Auf Kabelsleeves muss man bei diesem Netzteil verzichten. Viel schlimmer ist jedoch die Tatsache, dass alle Kabel nur einen Durchmesser von nur 20 AWG besitzen, inklusive dem PCI-Express Kabel für Grafikkarten. 18 AWG (AWG = je kleiner der Wert, desto dicker das Kabel) sind schon bei 300 Watt starken Netzteilen als Standard anzusehen. Im Praxistest wurde das 8 Pin PCI-Express Kabel der Grafikkarte daher schon fühlbar warm. Um alle Komponenten des PCs mit Strom zu versorgen, hat der Vorbesitzer auf einige Adapter zurück gegriffen. So wurde aus einem Molex-Stecker ein SATA-Stecker, was bei der geringen Anzahl an Anschlüssen noch nachvollziehbar ist.

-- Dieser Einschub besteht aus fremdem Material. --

PR #218, opened 2016-04-11
Clock: synchronize tests with canonical ones

rchavarria:
Addresses #216 

There are lots of differences. Even the track solution needed some changes. But, it synchronizes tests with canonical ones: [`clock.json`](https://github.com/exercism/x-common/blob/master/clock.json).

xjavascript track should be very similar to this one.

### DIFF
--- a/exercises/clock/clock.spec.js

Um eine größere Grafikkarte anzuschließen, wurde zudem noch ein 6 Pin PCI-Express Adapter angeschlossen, welcher von zwei Molex-Steckern gespeist wird. Angeschlossen war davon jedoch nur ein Molex-Stecker, der andere baumelte alleine herum (roter Pfeil). Wenn man schon auf solche Adapter zurück greifen muss, dann sollten immer beide Molex-Stecker angeschlossen werden, am besten an verschiedene Kabel um die Gefahr eines Kabelbrandes zu minimieren.​



			Dieser Inhalt steht nur eingeloggten Mitgliedern zur Verfügung.
        


Führen wir uns noch einmal vor Augen, dass wir hier von einem 650 Watt-Netzteil reden. In diesem Fall ist die Kabelausstattung wirklich mies. Nur ein Stecker für Grafikkarten, zudem nur sehr wenige Laufwerksanschlüsse passen eher zu einem 300-350 Watt starken Netzteil. Die Kabel sind zudem sehr kurz, was das Verlegen schon in Midi-Towern zu einem Problem machen könnte.​*4. Die Technik im Detail*
*Zum Inhaltsverzeichnis*​
Kommen wir nun zum spannendsten Teil dieses Reviews, der Technik. Vorab aber eine Warnung:
*Nicht nachmachen! Ihr begebt euch in Lebensgefahr wenn ihr ein Netzteil aufschraubt, desweiteren geht die Garantie verloren!*​



			Dieser Inhalt steht nur eingeloggten Mitgliedern zur Verfügung.
        


Ja, so sieht ein Netzteil nach knappen vier Jahren Betrieb in einem Raucherhaushalt aus  Der OEM-Hersteller dieser Elektronik ist XHY. Alle Komponenten wirken extrem klein, wirklich nichts erinnert an ein 650 Watt starkes Netzteil. Ich habe im Vorfeld auf bestenfalls 300 Watt Maximalbelastung getippt. Auch das PCB ist extrem kompakt, denn das Gehäuse ist nur 14 cm lang.​



			Dieser Inhalt steht nur eingeloggten Mitgliedern zur Verfügung.
        

 


			Dieser Inhalt steht nur eingeloggten Mitgliedern zur Verfügung.
        


Die Eingangsfilterung des Netzteils verfügt über insgesamt vier Y- und zwei X-Kondensatoren, drei Spulen, einer Schmelzsicherung und einem MOV als passiven Überspannungsschutz. Die Gleichrichterbrücke muss ohne einen Kühlkörper auskommen.​



			Dieser Inhalt steht nur eingeloggten Mitgliedern zur Verfügung.
        

 


			Dieser Inhalt steht nur eingeloggten Mitgliedern zur Verfügung.
        


Auf der Primärseite habe ich den kleinsten Primärkondensator vorgefunden, den ich je in einem Netzteil gesehen habe. Dieser stammt von der Marke Teapo (SEK-Serie) und weist folgende Daten auf: 150 Mikrofarad Kapazität bei 400 Volt, 105°C. In einem 650 Watt starken Netzteil sollte der Primärkondensator eher über die doppelte Kapazität verfügen. Weiterhin finde ich noch drei kleine Kondensatoren von Jun Fu vor (HK-Serie).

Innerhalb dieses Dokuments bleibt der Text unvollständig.